Freight incumbents are on the wrong side of this. Their revenue model is charging forwarders for tools that make their existing teams faster. Replacing those teams isn't what their account reps have spent twenty years pitching.
We came in late enough to not have that baggage. We've built the platform, but we haven't built thirty years of revenue habits on top of the wrong part of the forwarder's org chart. That's an advantage, and we intend to use it.
What I'd ask you to take away
If you're a forwarder reading this: the software conversation is about to stop being about modules and start being about outcomes. The question that cuts through the noise: what is the vendor willing to take ownership of, and what do they still hand back to my team?
If you're building software adjacent to us: I cannot recommend Bek's piece highly enough. Even if your industry isn't freight, the structural logic of services-as-software applies anywhere customers currently pay for outcomes delivered by humans doing intelligence work.
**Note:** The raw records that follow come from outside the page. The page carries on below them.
PR #270, opened 2015-04-10
Validate email, app.handle, account.handle, and database.handle for uniqueness during signup

sandersonet:
This PR adds a remote validator. It's used here to validate an attribute's uniqueness, but could easily be used for any kind of remote validation.  This requires a `/claims/:model_type` endpoint that returns a 204 when valid or an error status when invalid (https://github.com/aptible/auth.aptible.com/pull/139)

### DIFF
--- a/app/validators/uniqueness.js
+++ b/app/validators/uniqueness.js
@@ -1,0 +1,45 @@
+import Ember from "ember";
+import Base from 'ember-validations/validators/base';
+import ajax from '../utils/ajax';
+
+export default Base.extend({
+  setupOptions: function() {
+    if(this.options === true) {
+      this.options = {};
+    }
+
+    let options = Ember.$.extend({
+      message: 'is taken.',
+      debounce: 150,
+      type: 'post',
+      data: {},
+    }, this.options);
+
+    this._options = options;
+  }.on('init'),
+
+  getDataPropertyName() {
+    return this.options.paramName || this.property.replace('model.', '');
+  },
+
+  call() {
+    if (!Ember.isBlank(Ember.get(this.model, this.property))) {
+      return Ember.run.debounce(this, this.fetch, this._options.debounce);
+    }
+  },
+
+  fetch() {
+    let options = this._options;
+    let errors = this.errors;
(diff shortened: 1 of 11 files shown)


app/validators/uniqueness.js
```diff
@@ -0,0 +1,57 @@
...
+    }
+
+    let options = Ember.$.extend({
+      message: 'is taken.',
+      debounce: 150,
+      type: 'post',
+      data: {},
+    }, this.options);
+
+    this.set('options', options);
```
mixonic: `options` is not observed or used externally here, so making it `this._options` would probably be ideal.

app/validators/uniqueness.js
```diff
@@ -0,0 +1,57 @@
...
+
+  fetch() {
+    let options = this.get('options');
+    let errors = this.errors;
+    let message = this.options.message;
+    options.data[this.getDataPropertyName()] = this.model.get(this.property);
+
+    // Remove global error handler so it won't catch validation errors
+    let _onerror = Ember.onerror;
+    Ember.onerror = Ember.$.noop;
```
mixonic: Hm, this seems very unnecessary

app/validators/uniqueness.js
```diff
@@ -0,0 +1,57 @@
...
+
+    return new Ember.RSVP.Promise(function(resolve, reject) {
+      errors.clear();
+
+      return Ember.$.ajax(options)
```
mixonic: `Ember.$.ajax` is simply jquery's ajax (with its normal broken promises and lack of runloop). Please use https://github.com/aptible/diesel.aptible.com/blob/master/app/utils/ajax.js#L4

app/validators/uniqueness.js
sandersonet: The application route throws up a flash message when Ember.onerror is triggered.  Is there a better way to prevent that?

sandersonet:
cc @mixonic The automatic `-prod` and `-dev` handle concatenation made the uniqueness validation a little odd, so I've updated this PR to remove that.  Once we have environment settings completed, the double stack creation wouldn't be necessary.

If you're an investor thinking about freight: the next generation of winners here won't look like software companies in the traditional TAM sense. They'll look like operators of outcome-delivery at software margins, with a thin layer of judgment work kept by a small human team, and moats built from data, integration depth, and network effects. Not features.
I opened this post by saying I stopped being a pessimist. What I actually mean is: the crisis I described in Part 1 is real for one kind of company. The opportunity — the one Bek's piece makes legible — is real for a different kind. Fr8Labs is trying to be the second. That bet is why I'm more excited about this year's roadmap than I've been about any roadmap since we started.